The past week has been marked by robust macroeconomic publication in US and the euro zone.

  • Robust Macroeconomic publication in the euro zone with November with the PMI higher than expected. In the US, sales of existing home reached 5.6M (+2% in October with 5.43M expected).
  • Rumours concerning changes in the ECB securities lending conditions on Wednesday pushed global rates upward.
  • Uncertainties around the Italian referendum brought some volatility and spread vs Germany and other peripherals continued to widen.
  • Inflation expectations rose further especially in the US and the euro zone, while the trend was less obvious in the UK.
  • Over the week, 10Y US, UK, Japan and German yields stood at respectively 2.37%, 1.41%, 0.03% and 0.24%. 

 

CREDIT

Credit cash market suffered during the week despite robust macroeconomic publications in the US and the euro zone.

  • Rising government yields (Bund +5bp) and concerns on the Italian referendum which could bring some volatility had still a negative impact on Credit investors who reduced their exposure on risky assets.
  • The primary markets remained open despite the US Thanksgiving holiday. New issues reached over EUR 8bn and investors were keen for financials names with the success of senior bonds issued by BNP Paribas and UBS.
  • Investment Grade indices were quite stable with IG credit slightly widening by 1 bp while the Itraxx Main index was flat. 

 

FOREX

JPY suffered heavy losses against the USD, as expectations of a FOMC December rate hike pushed US yields to their highest in a year, widening real rates differential between the US and Japan, and therefore fuelling demand for the greenback.
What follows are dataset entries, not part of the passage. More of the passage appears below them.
PR #1663, opened 2020-11-12
previewgenerator - make sure that the cronjob gets created

szaimen:
I've changed my mind: since the initial scan can take very long depending on how much pictures and files you have (it can be days), we should make sure that the cronjob is added before the initial scan is done. Else it is very likely that the cronjob will never be added if something fails during the initial scan (e.g. a restart would also kill it)


enoch85:
Please change the subtitle so it's easier to search for old commits.

Thanks!

PR #1677, opened 2020-11-14
fix clamav full-scan

szaimen:
It seems like I somehow missed this...
Now it starts correctly

The creation of the full-scan script was successfully tested.


enoch85:
@szaimen Please sign off your commits so that DCO passes.

Thanks!

PR #1678, opened 2020-11-14
allow to reinstall automatic updates

szaimen:

### DIFF
--- a/addons/automatic_updates.sh
+++ b/addons/automatic_updates.sh
@@ -33,10 +33,8 @@ In the next step you will be able to choose to proceed or exit." "$SUBTITLE"
 
 if yesno_box_yes "Do you want to enable automatic updates?"
 then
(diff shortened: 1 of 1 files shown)


szaimen:
@enoch85 What about beeing able to reinstall automatic updates? (hence beeing able to disable it?)

enoch85:
> @enoch85 What about beeing able to reinstall automatic updates? (hence beeing able to disable it?)

Sure, why not. 

I also just added a new issue regarding the updates here: https://github.com/nextcloud/vm/issues/1680

I would like to refactor this in general actually.

enoch85:
But, I don't get this fix? This wouldn't write anything to the log, right?

szaimen:
> But, I don't get this fix? This wouldn't write anything to the log, right?

No, this will write also error messages to the logfile which it doesn't do currently.

szaimen:
this will be implemented with #1681

PR #1681, opened 2020-11-16
allow to reinstall automatic updates

szaimen:

### DIFF
--- a/addons/automatic_updates.sh
+++ b/addons/automatic_updates.sh
@@ -4,10 +4,13 @@
 
 true
 SCRIPT_NAME="Automatic Updates"
+SCRIPT_EXPLAINER="This option will update your server every week on Saturdays at $AUT_UPDATES_TIME:00.
+The update will run the built in script '$SCRIPTS/update.sh' which will update both the server packages and Nextcloud itself.\n
+You can read more about it here: https://www.techandme.se/nextcloud-update-is-now-fully-automated/
+Please keep in mind that automatic updates might fail hence it's \
+important to have a proper backup in place if you plan to run this option."
 # shellcheck source=lib.sh
 source /var/scripts/fetch_lib.sh || source <(curl -sL https://raw.githubusercontent.com/nextcloud/vm/master/lib.sh)
-
-print_text_in_color "$ICyan" "Configuring automatic updates..."
 
 # Check for errors + debug code and abort if something isn't right
 # 1 = ON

  • Commodity-related currencies (AUD, NZD, NOK) were amongst the weeks' top performers, helped by expectations of an OPEC agreement on output freeze.
  • The EUR remained stable against the USD, despite uncertainties surrounding the outcome of the Italian referendum.
  • In EM-FX space, BRL, RUB and COP all suffered and the TRY was the worst performer, despite a 50b increase of its Central Bank' monetary policy rate. 

 

COMMODITIES

Positive week for commodities last week with the GSCI Light Energy gaining 2% and remains positive for the year (+3.3%).

  • The Brent rose by close to 5% last week, while the WTI lost about 2%. Prices were impacted by the growing consensus that the OPEC would strike a deal to cut crude oil production.
  • Copper prices gained 5% last week, with expectations of growing demand from top-consumer China and an increase in infrastructure expenses in the US after Donald Trump’s victory.
  • Natural gas prices went up last week by close to 4% as cooler forecasts continued to raise expectations for demand.